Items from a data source
--- START ---
PR #1175, opened 2015-06-03
Moving artifacts fix

chopraapooja:
* Will not move console artifacts when temporary console-logs are not present


chopraapooja:
This behavior is no longer required.

PR #1176, opened 2015-06-03
#NA - Setting plugin location monitor interval to 5secs for Developme…

jyotisingh:
…nt Server

This makes it convenient to test plugins and end-points while developing.

### DIFF
--- a/development-utility/development-server/src/com/thoughtworks/go/server/DevelopmentServer.java
+++ b/development-utility/development-server/src/com/thoughtworks/go/server/DevelopmentServer.java
@@ -52,6 +52,7 @@ public class DevelopmentServer {
 
         systemEnvironment.setProperty(SystemEnvironment.PARENT_LOADER_PRIORITY, "true");
         systemEnvironment.setProperty(SystemEnvironment.CRUISE_SERVER_WAR_PROPERTY, webApp.getAbsolutePath());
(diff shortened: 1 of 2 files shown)


development-utility/development-server/src/com/thoughtworks/go/server/DevelopmentServer.java
```diff
@@ -52,6 +52,7 @@ public static void main(String[] args) throws Exception {
 
         systemEnvironment.setProperty(SystemEnvironment.PARENT_LOADER_PRIORITY, "true");
         systemEnvironment.setProperty(SystemEnvironment.CRUISE_SERVER_WAR_PROPERTY, webApp.getAbsolutePath());
+        systemEnvironment.set(SystemEnvironment.PLUGIN_LOCATION_MONITOR_INTERVAL_IN_SECONDS, 5);
```
zabil: What about the agent?

arvindsv:
Also, does a plugin that needs to be sent to the agent (like the SCM or task plugins) actually get sent to the agent, when it is updated on the server? I thought it wasn't sent. Would be nice if it was.

jyotisingh:
@arvindsv - That bug was [fixed](https://github.com/gocd/gocd/issues/825) so, download on agent should work. 
@zabil - Will update the PR.

arvindsv:
> @arvindsv - That bug was fixed, so download on agent should work. 

Woo hoo!

zabil:
looks good to me.

PR #1180, opened 2015-06-04
Change min value to 0 on graphs tab.

nfisher:
Given that build numbers monotonically increment and cannot be negative it is desirable to have the graph start at 0 for the x-axis.


zabil:
Thanks!

PR #3805, opened 2017-09-01
Improve classloading and resource management

ketan:
Prevents file-descriptor and classloader leaks by ensuring that:

* classloaders for agent-launcher and agent are closed properly
* temporary jar files that are extracted are removed after closing the
  classloaders
* the file watcher from log4j is replaced with a custom implementation

### DIFF
--- a/agent-bootstrapper/src/com/thoughtworks/go/agent/bootstrapper/DefaultAgentLauncherCreatorImpl.java
+++ b/agent-bootstrapper/src/com/thoughtworks/go/agent/bootstrapper/DefaultAgentLauncherCreatorImpl.java
@@ -16,10 +16,11 @@
 
 package com.thoughtworks.go.agent.bootstrapper;
 
-import com.thoughtworks.cruise.agent.common.launcher.AgentLauncher;
 import com.thoughtworks.cruise.agent.common.launcher.AgentLaunchDescriptor;
+import com.thoughtworks.cruise.agent.common.launcher.AgentLauncher;
 import com.thoughtworks.go.agent.common.util.Downloader;
 import com.thoughtworks.go.agent.common.util.JarUtil;
+import com.thoughtworks.go.util.FileUtil;
 import com.thoughtworks.go.util.SystemUtil;
 import org.apache.commons.io.FileUtils;
 import org.slf4j.Logger;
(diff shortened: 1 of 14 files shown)


agent-bootstrapper/src/com/thoughtworks/go/agent/bootstrapper/DefaultAgentLauncherCreatorImpl.java
```diff
@@ -16,80 +16,92 @@
...
 
-        launcherDestroyed = true;
+    private void createTempLauncherJar() {
+        try {
+            inUseLauncher.getParentFile().mkdirs();
+            Files.copy(new File(Downloader.AGENT_LAUNCHER).toPath(), inUseLauncher.toPath());
+        } catch (IOException e) {
+            throw new RuntimeException(e);
+        }
+        LauncherTempFileHandler.startTempFileReaper();
```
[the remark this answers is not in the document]
jyotisingh: The current PR cleans up the temp-jars at two points, during a graceful shutdown and during bootstrapper restart. If the bootstrapper is an older version say 17.5 but the server was upgraded to 17.11, and a force agent shutdown happens, the temp-jars and the dependencies dir wouldn't be deleted. Since the boostrapper is an older version, these files would be left behind. 
`LauncherTempFileHandler` used to make an attempt at cleaning those up. If not temp-file-reaper, we need something else in place to clean up those files.

agent-bootstrapper/src/com/thoughtworks/go/agent/bootstrapper/LauncherTempFileHandler.java
```diff
@@ -57,8 +56,9 @@ private void reapFiles() {
             for (String fileName : fileSet) {
                 File file = new File(fileName);
                 FileUtils.deleteQuietly(file);
-                JarUtil.cleanup(fileName);
-                if (!file.exists() && !JarUtil.tempFileExist(fileName)) {
+                File depsDir = new File("data", fileName);
```
jyotisingh: There are too any places that we use the `data` folder and refer to it via the string. Can we instead create a constant atleast on the agent side as a part of this PR. Its difficult to see where all we use the data folder. The only way to do so is to look up for the string `"data"` and that gives back way too many results.

base/src/com/thoughtworks/go/logging/LogConfigurator.java
```diff
@@ -82,13 +80,35 @@ protected void initializeFromXMLResource(URL resource) {
     }
 
     protected void initializeFromPropertiesFile(File log4jFile) {
-        watchDog = new PropertyWatchdog(log4jFile.getAbsolutePath());
-        watchDog.setDelay(DELAY);
+        CustomFileWatchdog watchdog = new CustomFileWatchdog(log4jFile) {
```
jyotisingh: Wasn't able to startup Go-server using zip installer after this change, it fails with 
```
Caused by: java.lang.NoClassDefFoundError: com/thoughtworks/go/logging/LogConfigurator$1
	at com.thoughtworks.go.server.util.GoLauncher.main(GoLauncher.java:41)
	... 6 more
```

ketan: Fixed

PR #3808, opened 2017-09-04
Handle NullPointerException under GoCache

GaneshSPatil:
* First create call to any entity using API fails due to 'entity cache removal' request throwing a null pointer exception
--- END ---
■ TASK BRIEF
Copy out the data shown above without altering anything.

■ WRITTEN REPLY
PR #1175, opened 2015-06-03
Moving artifacts fix

chopraapooja:
* Will not move console artifacts when temporary console-logs are not present


chopraapooja:
This behavior is no longer required.

PR #1176, opened 2015-06-03
#NA - Setting plugin location monitor interval to 5secs for Developme…

jyotisingh:
…nt Server

This makes it convenient to test plugins and end-points while developing.

### DIFF
--- a/development-utility/development-server/src/com/thoughtworks/go/server/DevelopmentServer.java
+++ b/development-utility/development-server/src/com/thoughtworks/go/server/DevelopmentServer.java
@@ -52,6 +52,7 @@ public class DevelopmentServer {
 
         systemEnvironment.setProperty(SystemEnvironment.PARENT_LOADER_PRIORITY, "true");
         systemEnvironment.setProperty(SystemEnvironment.CRUISE_SERVER_WAR_PROPERTY, webApp.getAbsolutePath());
(diff shortened: 1 of 2 files shown)


development-utility/development-server/src/com/thoughtworks/go/server/DevelopmentServer.java
```diff
@@ -52,6 +52,7 @@ public static void main(String[] args) throws Exception {
 
         systemEnvironment.setProperty(SystemEnvironment.PARENT_LOADER_PRIORITY, "true");
         systemEnvironment.setProperty(SystemEnvironment.CRUISE_SERVER_WAR_PROPERTY, webApp.getAbsolutePath());
+        systemEnvironment.set(SystemEnvironment.PLUGIN_LOCATION_MONITOR_INTERVAL_IN_SECONDS, 5);
```
zabil: What about the agent?

arvindsv:
Also, does a plugin that needs to be sent to the agent (like the SCM or task plugins) actually get sent to the agent, when it is updated on the server? I thought it wasn't sent. Would be nice if it was.

jyotisingh:
@arvindsv - That bug was [fixed](https://github.com/gocd/gocd/issues/825) so, download on agent should work. 
@zabil - Will update the PR.

arvindsv:
> @arvindsv - That bug was fixed, so download on agent should work. 

Woo hoo!

zabil:
looks good to me.

PR #1180, opened 2015-06-04
Change min value to 0 on graphs tab.

nfisher:
Given that build numbers monotonically increment and cannot be negative it is desirable to have the graph start at 0 for the x-axis.


zabil:
Thanks!

PR #3805, opened 2017-09-01
Improve classloading and resource management

ketan:
Prevents file-descriptor and classloader leaks by ensuring that:

* classloaders for agent-launcher and agent are closed properly
* temporary jar files that are extracted are removed after closing the
  classloaders
* the file watcher from log4j is replaced with a custom implementation

### DIFF
--- a/agent-bootstrapper/src/com/thoughtworks/go/agent/bootstrapper/DefaultAgentLauncherCreatorImpl.java
+++ b/agent-bootstrapper/src/com/thoughtworks/go/agent/bootstrapper/DefaultAgentLauncherCreatorImpl.java
@@ -16,10 +16,11 @@
 
 package com.thoughtworks.go.agent.bootstrapper;
 
-import com.thoughtworks.cruise.agent.common.launcher.AgentLauncher;
 import com.thoughtworks.cruise.agent.common.launcher.AgentLaunchDescriptor;
+import com.thoughtworks.cruise.agent.common.launcher.AgentLauncher;
 import com.thoughtworks.go.agent.common.util.Downloader;
 import com.thoughtworks.go.agent.common.util.JarUtil;
+import com.thoughtworks.go.util.FileUtil;
 import com.thoughtworks.go.util.SystemUtil;
 import org.apache.commons.io.FileUtils;
 import org.slf4j.Logger;
(diff shortened: 1 of 14 files shown)


agent-bootstrapper/src/com/thoughtworks/go/agent/bootstrapper/DefaultAgentLauncherCreatorImpl.java
```diff
@@ -16,80 +16,92 @@
...
 
-        launcherDestroyed = true;
+    private void createTempLauncherJar() {
+        try {
+            inUseLauncher.getParentFile().mkdirs();
+            Files.copy(new File(Downloader.AGENT_LAUNCHER).toPath(), inUseLauncher.toPath());
+        } catch (IOException e) {
+            throw new RuntimeException(e);
+        }
+        LauncherTempFileHandler.startTempFileReaper();
```
[the remark this answers is not in the document]
jyotisingh: The current PR cleans up the temp-jars at two points, during a graceful shutdown and during bootstrapper restart. If the bootstrapper is an older version say 17.5 but the server was upgraded to 17.11, and a force agent shutdown happens, the temp-jars and the dependencies dir wouldn't be deleted. Since the boostrapper is an older version, these files would be left behind. 
`LauncherTempFileHandler` used to make an attempt at cleaning those up. If not temp-file-reaper, we need something else in place to clean up those files.

agent-bootstrapper/src/com/thoughtworks/go/agent/bootstrapper/LauncherTempFileHandler.java
```diff
@@ -57,8 +56,9 @@ private void reapFiles() {
             for (String fileName : fileSet) {
                 File file = new File(fileName);
                 FileUtils.deleteQuietly(file);
-                JarUtil.cleanup(fileName);
-                if (!file.exists() && !JarUtil.tempFileExist(fileName)) {
+                File depsDir = new File("data", fileName);
```
jyotisingh: There are too any places that we use the `data` folder and refer to it via the string. Can we instead create a constant atleast on the agent side as a part of this PR. Its difficult to see where all we use the data folder. The only way to do so is to look up for the string `"data"` and that gives back way too many results.

base/src/com/thoughtworks/go/logging/LogConfigurator.java
```diff
@@ -82,13 +80,35 @@ protected void initializeFromXMLResource(URL resource) {
     }
 
     protected void initializeFromPropertiesFile(File log4jFile) {
-        watchDog = new PropertyWatchdog(log4jFile.getAbsolutePath());
-        watchDog.setDelay(DELAY);
+        CustomFileWatchdog watchdog = new CustomFileWatchdog(log4jFile) {
```
jyotisingh: Wasn't able to startup Go-server using zip installer after this change, it fails with 
```
Caused by: java.lang.NoClassDefFoundError: com/thoughtworks/go/logging/LogConfigurator$1
	at com.thoughtworks.go.server.util.GoLauncher.main(GoLauncher.java:41)
	... 6 more
```

ketan: Fixed

PR #3808, opened 2017-09-04
Handle NullPointerException under GoCache

GaneshSPatil:
* First create call to any entity using API fails due to 'entity cache removal' request throwing a null pointer exception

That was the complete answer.